» WHAT THIS TASK INVOLVES
The answer must consist of every line from the data that holds the string "apache".

» MATERIAL SHOWN
= = = =

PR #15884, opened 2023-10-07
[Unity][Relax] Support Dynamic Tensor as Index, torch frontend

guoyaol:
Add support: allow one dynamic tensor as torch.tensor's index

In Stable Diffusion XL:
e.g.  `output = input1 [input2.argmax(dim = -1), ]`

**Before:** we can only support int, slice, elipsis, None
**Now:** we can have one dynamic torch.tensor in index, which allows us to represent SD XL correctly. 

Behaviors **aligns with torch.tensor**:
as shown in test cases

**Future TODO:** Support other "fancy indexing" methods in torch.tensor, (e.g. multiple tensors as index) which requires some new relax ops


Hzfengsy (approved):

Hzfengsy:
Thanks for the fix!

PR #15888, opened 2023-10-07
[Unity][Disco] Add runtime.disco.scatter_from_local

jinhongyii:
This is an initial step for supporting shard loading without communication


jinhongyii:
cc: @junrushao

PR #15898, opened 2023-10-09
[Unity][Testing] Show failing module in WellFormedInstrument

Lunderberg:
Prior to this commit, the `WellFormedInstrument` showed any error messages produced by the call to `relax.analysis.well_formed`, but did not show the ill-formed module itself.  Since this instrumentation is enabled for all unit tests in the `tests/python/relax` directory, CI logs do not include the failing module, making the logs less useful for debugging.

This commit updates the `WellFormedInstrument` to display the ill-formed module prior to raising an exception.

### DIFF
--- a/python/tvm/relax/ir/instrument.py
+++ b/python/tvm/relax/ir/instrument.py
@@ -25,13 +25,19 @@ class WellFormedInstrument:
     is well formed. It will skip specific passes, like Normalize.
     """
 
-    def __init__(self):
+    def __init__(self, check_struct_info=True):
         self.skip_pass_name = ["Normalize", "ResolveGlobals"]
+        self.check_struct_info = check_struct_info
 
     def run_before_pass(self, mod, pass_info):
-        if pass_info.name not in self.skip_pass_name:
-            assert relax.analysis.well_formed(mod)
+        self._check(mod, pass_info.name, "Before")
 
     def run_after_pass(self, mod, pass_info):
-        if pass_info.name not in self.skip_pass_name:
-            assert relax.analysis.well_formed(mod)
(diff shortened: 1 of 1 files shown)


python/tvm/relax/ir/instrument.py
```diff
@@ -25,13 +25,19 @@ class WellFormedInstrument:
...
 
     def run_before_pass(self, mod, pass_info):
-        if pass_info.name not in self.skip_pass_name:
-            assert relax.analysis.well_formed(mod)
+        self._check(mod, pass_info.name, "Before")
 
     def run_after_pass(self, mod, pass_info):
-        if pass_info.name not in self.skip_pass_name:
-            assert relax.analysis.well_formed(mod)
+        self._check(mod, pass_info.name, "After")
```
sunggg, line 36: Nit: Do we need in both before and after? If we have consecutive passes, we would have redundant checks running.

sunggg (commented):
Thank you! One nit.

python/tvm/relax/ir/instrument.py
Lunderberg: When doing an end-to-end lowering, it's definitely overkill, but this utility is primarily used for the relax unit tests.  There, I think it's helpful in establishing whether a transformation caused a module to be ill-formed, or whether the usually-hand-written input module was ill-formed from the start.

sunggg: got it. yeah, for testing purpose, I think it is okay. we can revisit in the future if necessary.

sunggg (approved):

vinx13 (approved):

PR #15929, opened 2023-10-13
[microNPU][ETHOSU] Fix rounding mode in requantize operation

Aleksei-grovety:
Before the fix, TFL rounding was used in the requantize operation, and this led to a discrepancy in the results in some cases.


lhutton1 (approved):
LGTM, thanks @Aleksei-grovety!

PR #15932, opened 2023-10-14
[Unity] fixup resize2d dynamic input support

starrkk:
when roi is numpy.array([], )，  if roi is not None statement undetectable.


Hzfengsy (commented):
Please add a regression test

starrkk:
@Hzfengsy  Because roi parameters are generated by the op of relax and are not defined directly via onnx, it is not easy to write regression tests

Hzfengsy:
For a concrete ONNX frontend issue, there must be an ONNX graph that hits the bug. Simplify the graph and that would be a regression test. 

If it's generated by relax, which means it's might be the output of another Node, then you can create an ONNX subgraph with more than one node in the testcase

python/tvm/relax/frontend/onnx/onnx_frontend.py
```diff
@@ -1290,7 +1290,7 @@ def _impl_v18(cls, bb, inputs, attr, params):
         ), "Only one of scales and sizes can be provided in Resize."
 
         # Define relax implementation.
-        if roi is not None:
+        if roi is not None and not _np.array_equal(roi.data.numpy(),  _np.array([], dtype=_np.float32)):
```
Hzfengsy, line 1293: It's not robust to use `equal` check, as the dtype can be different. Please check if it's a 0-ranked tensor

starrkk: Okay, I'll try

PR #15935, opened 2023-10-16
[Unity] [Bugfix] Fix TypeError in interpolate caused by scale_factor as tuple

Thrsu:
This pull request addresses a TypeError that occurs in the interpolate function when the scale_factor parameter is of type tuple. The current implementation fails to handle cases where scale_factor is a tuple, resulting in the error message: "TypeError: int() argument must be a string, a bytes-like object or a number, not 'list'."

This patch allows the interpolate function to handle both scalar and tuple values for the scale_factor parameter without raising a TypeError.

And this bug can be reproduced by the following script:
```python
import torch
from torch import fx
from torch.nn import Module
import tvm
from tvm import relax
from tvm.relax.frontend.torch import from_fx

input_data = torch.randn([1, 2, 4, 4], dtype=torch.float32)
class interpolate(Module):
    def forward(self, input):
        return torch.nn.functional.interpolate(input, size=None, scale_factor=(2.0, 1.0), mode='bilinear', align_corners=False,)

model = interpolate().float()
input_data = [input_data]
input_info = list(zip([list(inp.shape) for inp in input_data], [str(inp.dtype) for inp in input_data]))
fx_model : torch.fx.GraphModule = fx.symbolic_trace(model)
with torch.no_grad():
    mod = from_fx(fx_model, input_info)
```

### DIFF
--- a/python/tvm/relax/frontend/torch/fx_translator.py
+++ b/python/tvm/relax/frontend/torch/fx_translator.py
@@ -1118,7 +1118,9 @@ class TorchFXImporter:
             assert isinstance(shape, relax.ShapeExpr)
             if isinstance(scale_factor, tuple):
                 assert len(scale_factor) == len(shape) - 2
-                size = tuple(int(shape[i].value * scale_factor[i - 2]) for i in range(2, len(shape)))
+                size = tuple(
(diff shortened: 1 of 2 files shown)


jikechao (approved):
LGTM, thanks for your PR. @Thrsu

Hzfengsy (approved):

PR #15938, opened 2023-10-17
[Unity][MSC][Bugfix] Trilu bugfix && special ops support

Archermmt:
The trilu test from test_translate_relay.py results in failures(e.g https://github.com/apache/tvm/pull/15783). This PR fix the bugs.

= = = =

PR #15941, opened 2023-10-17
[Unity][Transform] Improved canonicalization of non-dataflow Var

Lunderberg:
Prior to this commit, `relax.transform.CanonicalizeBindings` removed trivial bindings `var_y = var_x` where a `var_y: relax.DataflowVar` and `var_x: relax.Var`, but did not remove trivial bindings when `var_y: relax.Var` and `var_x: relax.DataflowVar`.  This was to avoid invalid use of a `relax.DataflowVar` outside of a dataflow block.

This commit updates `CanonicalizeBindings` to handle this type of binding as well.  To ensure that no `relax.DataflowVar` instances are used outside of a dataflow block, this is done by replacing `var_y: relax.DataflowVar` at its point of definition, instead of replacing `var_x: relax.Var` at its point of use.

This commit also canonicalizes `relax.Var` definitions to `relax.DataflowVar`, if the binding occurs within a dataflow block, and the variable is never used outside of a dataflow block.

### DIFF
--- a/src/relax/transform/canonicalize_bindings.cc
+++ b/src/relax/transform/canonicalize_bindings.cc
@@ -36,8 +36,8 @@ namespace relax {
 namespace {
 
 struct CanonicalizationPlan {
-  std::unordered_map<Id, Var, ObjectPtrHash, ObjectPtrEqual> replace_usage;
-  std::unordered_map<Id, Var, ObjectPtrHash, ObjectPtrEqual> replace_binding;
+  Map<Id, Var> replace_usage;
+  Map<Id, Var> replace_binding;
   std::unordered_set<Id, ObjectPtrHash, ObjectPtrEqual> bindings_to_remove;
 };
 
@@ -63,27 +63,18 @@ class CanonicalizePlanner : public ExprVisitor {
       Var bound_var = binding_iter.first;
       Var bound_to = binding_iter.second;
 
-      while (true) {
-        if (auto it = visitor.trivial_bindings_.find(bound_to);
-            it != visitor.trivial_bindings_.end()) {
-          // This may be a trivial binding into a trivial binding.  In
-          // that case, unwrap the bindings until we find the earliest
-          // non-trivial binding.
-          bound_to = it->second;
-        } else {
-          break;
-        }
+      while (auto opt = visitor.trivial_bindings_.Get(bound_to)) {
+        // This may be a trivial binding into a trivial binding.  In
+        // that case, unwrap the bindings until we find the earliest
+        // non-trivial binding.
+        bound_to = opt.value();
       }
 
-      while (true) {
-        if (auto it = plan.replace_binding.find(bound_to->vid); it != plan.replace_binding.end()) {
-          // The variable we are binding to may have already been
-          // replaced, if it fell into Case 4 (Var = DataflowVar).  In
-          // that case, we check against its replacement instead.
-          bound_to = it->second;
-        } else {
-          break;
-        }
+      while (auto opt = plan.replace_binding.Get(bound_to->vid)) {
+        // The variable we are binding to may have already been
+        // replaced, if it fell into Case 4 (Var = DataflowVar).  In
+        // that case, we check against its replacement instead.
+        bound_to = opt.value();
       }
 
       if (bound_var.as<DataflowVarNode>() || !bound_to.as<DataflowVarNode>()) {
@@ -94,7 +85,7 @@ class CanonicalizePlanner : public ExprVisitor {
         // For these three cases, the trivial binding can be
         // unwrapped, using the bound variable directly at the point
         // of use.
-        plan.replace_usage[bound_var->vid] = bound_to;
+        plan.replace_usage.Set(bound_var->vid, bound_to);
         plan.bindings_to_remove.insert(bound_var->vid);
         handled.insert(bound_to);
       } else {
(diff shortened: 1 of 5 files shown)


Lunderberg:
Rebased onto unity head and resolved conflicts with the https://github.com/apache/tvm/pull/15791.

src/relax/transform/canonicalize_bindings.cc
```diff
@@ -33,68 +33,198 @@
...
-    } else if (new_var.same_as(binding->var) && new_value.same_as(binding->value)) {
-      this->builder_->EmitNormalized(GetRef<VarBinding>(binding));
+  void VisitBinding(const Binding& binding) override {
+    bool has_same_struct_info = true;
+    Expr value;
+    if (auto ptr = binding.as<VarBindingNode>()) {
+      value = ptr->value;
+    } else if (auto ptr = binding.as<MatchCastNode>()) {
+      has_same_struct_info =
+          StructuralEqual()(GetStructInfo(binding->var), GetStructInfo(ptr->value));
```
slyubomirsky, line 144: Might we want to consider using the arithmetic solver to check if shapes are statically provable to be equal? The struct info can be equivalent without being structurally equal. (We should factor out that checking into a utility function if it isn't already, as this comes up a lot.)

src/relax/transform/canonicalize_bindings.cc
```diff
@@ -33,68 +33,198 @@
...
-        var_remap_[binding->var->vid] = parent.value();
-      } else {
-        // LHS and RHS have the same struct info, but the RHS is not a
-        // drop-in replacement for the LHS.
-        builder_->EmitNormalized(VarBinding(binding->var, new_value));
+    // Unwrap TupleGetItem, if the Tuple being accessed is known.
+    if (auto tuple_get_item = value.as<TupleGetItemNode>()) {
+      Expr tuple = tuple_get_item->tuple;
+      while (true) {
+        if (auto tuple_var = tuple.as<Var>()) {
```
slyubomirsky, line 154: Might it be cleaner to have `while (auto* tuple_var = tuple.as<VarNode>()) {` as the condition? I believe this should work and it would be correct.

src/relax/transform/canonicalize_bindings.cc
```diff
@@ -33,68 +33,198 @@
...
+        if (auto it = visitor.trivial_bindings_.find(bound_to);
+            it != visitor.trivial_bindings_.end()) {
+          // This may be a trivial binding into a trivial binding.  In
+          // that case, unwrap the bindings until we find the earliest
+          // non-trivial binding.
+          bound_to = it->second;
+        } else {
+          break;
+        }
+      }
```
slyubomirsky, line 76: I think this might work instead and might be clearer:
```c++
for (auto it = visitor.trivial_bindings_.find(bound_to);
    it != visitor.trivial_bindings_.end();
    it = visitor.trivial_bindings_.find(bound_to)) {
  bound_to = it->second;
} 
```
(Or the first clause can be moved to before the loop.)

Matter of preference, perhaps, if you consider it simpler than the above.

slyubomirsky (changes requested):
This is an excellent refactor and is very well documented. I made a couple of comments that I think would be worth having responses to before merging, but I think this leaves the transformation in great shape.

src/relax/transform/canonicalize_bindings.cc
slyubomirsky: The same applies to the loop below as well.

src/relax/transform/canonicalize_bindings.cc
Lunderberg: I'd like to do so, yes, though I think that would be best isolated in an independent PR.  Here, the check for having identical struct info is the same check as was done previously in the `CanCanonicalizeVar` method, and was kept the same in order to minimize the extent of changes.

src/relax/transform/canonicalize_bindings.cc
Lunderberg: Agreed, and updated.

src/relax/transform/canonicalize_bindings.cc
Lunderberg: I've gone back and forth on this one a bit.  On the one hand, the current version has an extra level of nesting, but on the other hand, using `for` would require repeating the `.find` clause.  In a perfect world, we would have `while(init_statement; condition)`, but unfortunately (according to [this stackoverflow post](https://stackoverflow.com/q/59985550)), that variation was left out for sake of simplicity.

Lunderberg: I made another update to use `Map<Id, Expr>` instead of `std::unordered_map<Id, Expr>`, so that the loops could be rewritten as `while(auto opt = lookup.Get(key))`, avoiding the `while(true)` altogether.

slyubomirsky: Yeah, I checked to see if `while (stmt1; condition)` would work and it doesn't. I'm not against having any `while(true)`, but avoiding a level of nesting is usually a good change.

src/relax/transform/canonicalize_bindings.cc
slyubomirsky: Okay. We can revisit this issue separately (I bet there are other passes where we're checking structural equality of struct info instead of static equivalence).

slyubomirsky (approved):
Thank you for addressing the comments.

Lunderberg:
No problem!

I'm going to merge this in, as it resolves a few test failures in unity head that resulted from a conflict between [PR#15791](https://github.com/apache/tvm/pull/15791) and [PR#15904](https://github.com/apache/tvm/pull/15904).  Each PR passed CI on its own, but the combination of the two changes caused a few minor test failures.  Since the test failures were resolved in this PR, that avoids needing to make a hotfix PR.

= = = =

» REPLY TO THE EXERCISE
The trilu test from test_translate_relay.py results in failures(e.g https://github.com/apache/tvm/pull/15783). This PR fix the bugs.
Rebased onto unity head and resolved conflicts with the https://github.com/apache/tvm/pull/15791.
I'm going to merge this in, as it resolves a few test failures in unity head that resulted from a conflict between [PR#15791](https://github.com/apache/tvm/pull/15791) and [PR#15904](https://github.com/apache/tvm/pull/15904).  Each PR passed CI on its own, but the combination of the two changes caused a few minor test failures.  Since the test failures were resolved in this PR, that avoids needing to make a hotfix PR.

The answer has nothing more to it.